_About this exercise_: Across the entries below, how many lines contain the string "related"? Only the number is wanted.
_ _ _
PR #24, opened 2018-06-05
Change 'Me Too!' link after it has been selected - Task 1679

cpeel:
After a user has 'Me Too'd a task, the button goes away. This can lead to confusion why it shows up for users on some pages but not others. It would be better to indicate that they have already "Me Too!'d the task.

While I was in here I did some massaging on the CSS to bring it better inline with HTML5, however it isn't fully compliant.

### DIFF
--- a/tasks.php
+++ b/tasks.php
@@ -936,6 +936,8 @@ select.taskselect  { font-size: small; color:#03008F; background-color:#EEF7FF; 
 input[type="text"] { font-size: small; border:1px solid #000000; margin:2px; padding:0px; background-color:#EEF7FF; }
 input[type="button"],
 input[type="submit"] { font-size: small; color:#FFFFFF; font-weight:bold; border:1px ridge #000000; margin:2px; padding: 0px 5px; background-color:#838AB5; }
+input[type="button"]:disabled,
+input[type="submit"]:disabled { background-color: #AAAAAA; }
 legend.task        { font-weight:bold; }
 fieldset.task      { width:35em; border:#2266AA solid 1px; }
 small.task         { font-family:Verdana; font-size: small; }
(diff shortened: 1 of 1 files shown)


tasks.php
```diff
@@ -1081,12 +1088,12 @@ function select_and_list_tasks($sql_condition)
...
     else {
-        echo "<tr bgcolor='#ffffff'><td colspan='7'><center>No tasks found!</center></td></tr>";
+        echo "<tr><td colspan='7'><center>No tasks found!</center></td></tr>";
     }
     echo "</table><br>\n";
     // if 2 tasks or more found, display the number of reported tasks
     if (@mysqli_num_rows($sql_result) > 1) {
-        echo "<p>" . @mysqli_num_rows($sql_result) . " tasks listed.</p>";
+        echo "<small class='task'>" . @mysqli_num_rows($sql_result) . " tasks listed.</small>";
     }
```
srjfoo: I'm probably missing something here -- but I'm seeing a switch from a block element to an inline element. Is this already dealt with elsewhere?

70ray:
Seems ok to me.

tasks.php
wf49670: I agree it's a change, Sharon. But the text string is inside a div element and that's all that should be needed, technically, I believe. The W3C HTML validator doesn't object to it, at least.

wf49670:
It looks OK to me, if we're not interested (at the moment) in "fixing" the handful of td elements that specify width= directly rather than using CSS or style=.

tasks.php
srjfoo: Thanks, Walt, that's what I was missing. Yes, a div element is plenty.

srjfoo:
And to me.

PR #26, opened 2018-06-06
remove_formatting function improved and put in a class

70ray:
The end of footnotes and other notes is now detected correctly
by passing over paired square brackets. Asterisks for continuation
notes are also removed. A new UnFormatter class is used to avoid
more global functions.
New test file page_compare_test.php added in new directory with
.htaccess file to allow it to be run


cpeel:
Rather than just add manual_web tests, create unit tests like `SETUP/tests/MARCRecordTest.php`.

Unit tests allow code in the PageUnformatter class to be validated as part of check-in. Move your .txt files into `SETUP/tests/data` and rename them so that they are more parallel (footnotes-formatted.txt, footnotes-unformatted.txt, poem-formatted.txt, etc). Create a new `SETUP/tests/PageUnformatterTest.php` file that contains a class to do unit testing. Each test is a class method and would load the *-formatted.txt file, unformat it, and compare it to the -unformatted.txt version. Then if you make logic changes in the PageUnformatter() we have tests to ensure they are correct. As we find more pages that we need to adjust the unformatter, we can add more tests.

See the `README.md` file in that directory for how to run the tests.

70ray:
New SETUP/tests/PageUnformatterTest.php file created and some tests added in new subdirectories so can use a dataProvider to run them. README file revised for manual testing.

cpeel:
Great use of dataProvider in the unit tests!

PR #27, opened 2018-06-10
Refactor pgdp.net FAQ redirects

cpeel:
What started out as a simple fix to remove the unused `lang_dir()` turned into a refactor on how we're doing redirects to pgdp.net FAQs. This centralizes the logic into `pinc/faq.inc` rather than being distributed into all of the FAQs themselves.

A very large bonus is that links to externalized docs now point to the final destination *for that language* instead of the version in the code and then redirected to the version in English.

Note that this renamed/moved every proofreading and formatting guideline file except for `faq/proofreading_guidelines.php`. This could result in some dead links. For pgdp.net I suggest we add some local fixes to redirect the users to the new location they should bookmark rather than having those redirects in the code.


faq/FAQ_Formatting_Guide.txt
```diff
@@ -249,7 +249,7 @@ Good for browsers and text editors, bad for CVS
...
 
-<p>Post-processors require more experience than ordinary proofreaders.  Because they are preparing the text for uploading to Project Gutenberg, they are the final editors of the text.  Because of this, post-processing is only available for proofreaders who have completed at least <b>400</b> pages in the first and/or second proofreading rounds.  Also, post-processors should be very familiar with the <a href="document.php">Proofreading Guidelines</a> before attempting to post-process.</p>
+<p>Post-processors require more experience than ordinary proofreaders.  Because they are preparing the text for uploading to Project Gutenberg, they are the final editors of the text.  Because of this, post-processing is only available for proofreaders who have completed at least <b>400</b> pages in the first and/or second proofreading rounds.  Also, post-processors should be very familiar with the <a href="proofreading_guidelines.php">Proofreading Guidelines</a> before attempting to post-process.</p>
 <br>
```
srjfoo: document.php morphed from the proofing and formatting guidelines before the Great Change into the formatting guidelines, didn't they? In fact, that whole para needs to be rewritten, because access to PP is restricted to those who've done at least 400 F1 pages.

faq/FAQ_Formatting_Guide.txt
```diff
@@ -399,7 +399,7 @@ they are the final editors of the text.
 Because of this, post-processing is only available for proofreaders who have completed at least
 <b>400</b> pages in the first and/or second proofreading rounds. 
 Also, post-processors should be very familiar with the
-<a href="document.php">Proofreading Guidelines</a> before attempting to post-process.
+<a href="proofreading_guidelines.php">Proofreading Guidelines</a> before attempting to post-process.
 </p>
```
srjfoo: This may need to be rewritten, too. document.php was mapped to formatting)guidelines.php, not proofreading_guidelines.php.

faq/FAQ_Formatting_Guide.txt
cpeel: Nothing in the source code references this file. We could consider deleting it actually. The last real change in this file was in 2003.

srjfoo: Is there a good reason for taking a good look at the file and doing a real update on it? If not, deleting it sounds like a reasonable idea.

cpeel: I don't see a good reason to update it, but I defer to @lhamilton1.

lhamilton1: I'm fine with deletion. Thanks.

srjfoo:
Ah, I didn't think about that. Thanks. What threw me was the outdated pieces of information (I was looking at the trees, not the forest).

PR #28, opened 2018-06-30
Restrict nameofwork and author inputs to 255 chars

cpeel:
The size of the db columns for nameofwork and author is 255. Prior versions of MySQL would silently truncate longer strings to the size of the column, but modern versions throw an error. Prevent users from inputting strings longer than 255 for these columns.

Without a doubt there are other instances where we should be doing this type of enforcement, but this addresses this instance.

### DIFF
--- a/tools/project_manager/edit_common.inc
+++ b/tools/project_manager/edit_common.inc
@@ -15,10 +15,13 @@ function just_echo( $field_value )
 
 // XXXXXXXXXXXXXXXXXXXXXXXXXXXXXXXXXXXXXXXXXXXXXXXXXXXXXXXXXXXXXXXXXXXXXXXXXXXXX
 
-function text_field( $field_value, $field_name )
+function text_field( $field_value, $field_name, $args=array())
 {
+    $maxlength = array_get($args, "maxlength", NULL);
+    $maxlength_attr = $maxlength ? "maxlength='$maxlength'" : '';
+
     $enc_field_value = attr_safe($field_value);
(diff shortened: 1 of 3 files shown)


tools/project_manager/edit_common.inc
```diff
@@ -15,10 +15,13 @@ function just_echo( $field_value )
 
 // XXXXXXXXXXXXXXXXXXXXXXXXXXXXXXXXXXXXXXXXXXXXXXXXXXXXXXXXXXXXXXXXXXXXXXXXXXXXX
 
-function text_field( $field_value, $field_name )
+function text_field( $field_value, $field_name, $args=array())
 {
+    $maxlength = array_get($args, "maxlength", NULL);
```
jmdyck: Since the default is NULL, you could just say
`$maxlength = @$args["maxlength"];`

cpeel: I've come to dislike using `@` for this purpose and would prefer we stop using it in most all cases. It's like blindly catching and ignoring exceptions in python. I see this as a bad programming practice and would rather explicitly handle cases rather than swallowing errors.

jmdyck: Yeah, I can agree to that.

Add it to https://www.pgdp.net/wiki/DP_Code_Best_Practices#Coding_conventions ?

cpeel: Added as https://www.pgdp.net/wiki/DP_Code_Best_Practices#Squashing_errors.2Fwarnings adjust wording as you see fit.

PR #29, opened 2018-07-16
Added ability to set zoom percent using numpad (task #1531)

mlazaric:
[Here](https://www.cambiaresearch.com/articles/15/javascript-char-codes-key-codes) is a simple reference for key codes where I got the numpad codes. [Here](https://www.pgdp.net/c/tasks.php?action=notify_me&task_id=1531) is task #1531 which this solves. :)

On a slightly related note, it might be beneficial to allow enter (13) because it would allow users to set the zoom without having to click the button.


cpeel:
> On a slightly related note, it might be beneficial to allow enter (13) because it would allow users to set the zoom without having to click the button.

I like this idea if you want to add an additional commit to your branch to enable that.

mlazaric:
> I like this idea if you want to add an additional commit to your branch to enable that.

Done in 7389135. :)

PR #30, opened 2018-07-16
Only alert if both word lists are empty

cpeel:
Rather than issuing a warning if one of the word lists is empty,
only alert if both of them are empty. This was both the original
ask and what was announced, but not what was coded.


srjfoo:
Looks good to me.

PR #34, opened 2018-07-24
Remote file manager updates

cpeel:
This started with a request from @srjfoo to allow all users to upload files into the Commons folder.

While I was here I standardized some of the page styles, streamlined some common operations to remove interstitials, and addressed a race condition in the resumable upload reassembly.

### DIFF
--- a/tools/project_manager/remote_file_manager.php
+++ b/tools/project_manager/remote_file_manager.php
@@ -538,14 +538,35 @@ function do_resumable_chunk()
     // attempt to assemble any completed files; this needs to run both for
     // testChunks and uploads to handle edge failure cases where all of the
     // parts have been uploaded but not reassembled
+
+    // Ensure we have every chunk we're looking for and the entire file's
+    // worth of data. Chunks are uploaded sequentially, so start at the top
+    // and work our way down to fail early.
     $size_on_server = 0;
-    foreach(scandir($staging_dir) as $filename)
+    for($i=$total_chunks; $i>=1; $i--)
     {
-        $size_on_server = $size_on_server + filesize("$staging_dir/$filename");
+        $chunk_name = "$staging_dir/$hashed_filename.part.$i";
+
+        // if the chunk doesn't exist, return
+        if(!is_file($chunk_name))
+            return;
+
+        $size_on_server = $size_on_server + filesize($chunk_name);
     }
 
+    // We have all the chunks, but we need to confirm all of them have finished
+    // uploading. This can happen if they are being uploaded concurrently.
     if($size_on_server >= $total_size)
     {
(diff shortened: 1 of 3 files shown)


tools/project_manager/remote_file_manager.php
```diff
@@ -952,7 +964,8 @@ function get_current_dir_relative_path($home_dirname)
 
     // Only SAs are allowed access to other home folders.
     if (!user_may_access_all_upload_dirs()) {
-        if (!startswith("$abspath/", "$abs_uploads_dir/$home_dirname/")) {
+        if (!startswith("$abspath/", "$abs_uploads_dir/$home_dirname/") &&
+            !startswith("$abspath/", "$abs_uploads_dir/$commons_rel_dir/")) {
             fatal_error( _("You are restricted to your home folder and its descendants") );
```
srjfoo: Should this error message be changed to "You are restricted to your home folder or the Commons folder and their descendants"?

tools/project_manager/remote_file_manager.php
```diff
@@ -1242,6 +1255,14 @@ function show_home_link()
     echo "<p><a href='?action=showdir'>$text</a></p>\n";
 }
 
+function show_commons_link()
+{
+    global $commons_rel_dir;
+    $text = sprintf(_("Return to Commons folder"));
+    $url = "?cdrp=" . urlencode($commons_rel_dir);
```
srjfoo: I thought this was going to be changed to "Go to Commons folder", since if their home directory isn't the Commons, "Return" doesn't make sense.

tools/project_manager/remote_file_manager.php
_ _ _
_Answer area_: 2